As seis horas em ponto,trouxeram a imagem da Santa para fora da Cadetral,o estouro dos fogos e as palmas dos devotos,levou Dona Mariana as lágrimas,fez o sinal da cruz.Todos queriam ver a imagem peregrina de perto,levantaram a corda, a procissão deu os primeiros passos rumo à grande caminhada de fé e devoção a Mãe de todos os paraenses.

”...Vóis sois o lírio mimoso,do mais suave perfume....” entoava emocionada a fiel senhora,junto com os milhões de penitentes,rezando contrita com a perna de cêra debaixo do braço,ela seguia o povo de fé.Sabia que sua tarefa era árdua,mas sua convicção lhe dava forças pra enfrentar o calor de quase quarenta graus naquele Outubro ensolarado,pelas ruas sinuosas de Belém.

Há cerca de três meses atrás,D.Mariana apareceu com um pequeno caroço na perna direita,achava que tinha sido ferroada de carapanã.

-Comadre a senhora não sabe o que aconteceu? Disse nervosa

-Que foi Mariana? Perguntou D.Josefá,sua patroa

_hoje de manhã acordei com uma ardência nessa perna,espiei, e vi esse gondó,acho que foi carapanã,esses danados passam a noite inteirinha zuando no ouvido da gente,não tem vela de Andiroba que dê jeito.

-Passa copaíba,mulher!!! Sugeriu a comadre

A senhora seguiu o conselho, e logo o fato caiu no esquecimento,Uma semana depois a dor era demais, e o caso foi parar no PSM,O médico recém formado,examinou, e deu o diagnóstico.

-É Câncer!!!,O tumor não deixa mais o sangue circular. Vai ter que amputar.

Pálida, a mulher não acreditava no que dizia o doutor,Cortar uma parte do corpo que Deus lhe deu, e jogar fora? De jeito nenhum.Se pegou com Nossa Senhora de Nazaré,vez novena,trezena e prometeu acompanhar o Círio com uma perna de cera,se a santinha intercedesse por ela.

Já haviam se passado duas semanas do fatídico parecer médico, e Dona Mariana que agora ostentava dois enormes calos nos joelhos,de tanto ficar horas ajoelhada em seu oratório pedindo misericórdia,não apresentava nenhuma melhora.

Numa bela manhã, a senhora acordou sem o inchaço e a dor que há meses a maltratava.Procurou o caroço,nada.Correu para a cozinha, comunicou o sumiço do gondó para todos,que examinaram e constataram que no lugar do tumor arroxeado,nada mais havia.

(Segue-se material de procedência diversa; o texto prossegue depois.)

PR #403, opened 2019-02-25
[PE-1032] update collaborator to admin

ibolmo:
This updates any mention of collaborator to admin. This follows the new public terminology.


ibolmo:
We'll leave it as is since we couldn't find a good verb equivalent. :D

PR #407, opened 2019-03-13
add login arguments to skip interactivity for better CI/CD integration

mkotlikov:


mkotlikov:
@bryanhelmig please add this feature! Adding this to my CI/CD pipeline is a pain!

bryanhelmig:
We'll take a look @mkotlikov! 🙇

xavdid:
@mkotlikov thanks for the PR! 

It sounds like you're hitting a bug though - deploy keys don't expire unless you call `zapier logout`. Are you seeing different behavior?

LassoMike:
yes, the keys are expiring within 24 hours

xavdid:
Huh. When you have a chance, can you write into `partners@zapier.com` with information about how you (and your team?) are using the CLI? Nothing on our end expires the keys, so it sounds like `zapier logout` is getting run somewhere by someone. I've had the same deploy key on my machine for over a year now and haven't had an issue.

We're reticent to merge this PR because credentials really shouldn't be passed in plaintext. While there's nothing stopping you from using a fork, it's not something we want to encourage most users to do.

LassoMike:
Email to `partners@zapier.com` sent. An option for passing the password like that is common with other CLI tools, as a customer I like having convenience options even if they are less secure, but that's your call! At the same time if a deployment key isn't supposed to expire than I guess this doesn't matter anyways!

xavdid:
this has been resolved - the `zapier logout` command is confusing and should be avoided.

Ela voltou com o médico,que abismado atestou que ela estava curada.Mariana custou a acreditar.

Milagre!!! Só podia ser milagre,falavam todos os que sabiam do caso.

-É foi milagre de Nossa Senhora de Nazaré,repetia a devota,que foi direto para o quarto e rezou,agradecendo a mãe de Jesus. E cumpriu a promessa.

Já quase uma da tarde, a Berlinda ornada de gladíolos amarelos e brancos,chegava à frente da Basílica de Nazaré,girândolas,repicar dos sinos,orações,o murmúrio dos fiéis e o calor,criavam uma atmosfera de êxtase divino.D.Mariana aproximou-se do carro dos Milagres,os anjinhos de camisolão branco e asinhas de algodão,suavam.Círios enormes,velas menores,cabeças,braços,úteros,corações,mãos de ceras,davam ao veículo uma visão surreal do Barco de Creonte,figurando ali no meio da multidão agitada,como uma antagônica alegoria macabra,em contraste com a festa divina.

Tímida jogou a perna de cera para dentro do carro,benzeu-se.Agradeceu à Santa ter ficado curada,rezou uma Ave-Maria e voltou para casa.Esperavam por ela pra servir o almoço.